── MATERIAL TO PROCESS
PR #87254, opened 2022-05-31
Fork after calling getRepositoryData from StoreRecovery

### LINKED ISSUE #87237: StoreRecovery#restore may invoke Repository#restoreShard on transport thread
This code involves `getRepositoryData` which may complete its listener on a transport worker:

https://github.com/elastic/elasticsearch/blob/898d84998b081d47ec6a9c2305f9bf4486d69be3/server/src/main/java/org/elasticsearch/index/shard/StoreRecovery.java#L528-L547

However the listener in question calls `Repository#restoreShard` which involves blocking calls and should not run on a transport worker.

DaveCTurner:
`Repository#getRepositoryData` will occasionally complete its listener
on a blocking-free thread (a transport worker or the cluster applier
thread) so it's not valid to call `Repository#restoreShard` directly.
This commit fixes this by using a forking listener.

Closes #87237

### DIFF
--- a/docs/changelog/87254.yaml
+++ b/docs/changelog/87254.yaml
@@ -1,0 +1,6 @@
+pr: 87254
+summary: Fork after calling `getRepositoryData` from `StoreRecovery`
+area: Snapshot/Restore
+type: bug
+issues:
+ - 87237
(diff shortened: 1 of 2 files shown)


original-brownbear (approved):
LGTM nice find!

DaveCTurner:
This was reverted, trying again in #87264.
────
State how many lines of the entries include the string "thread", with nothing besides the number.

3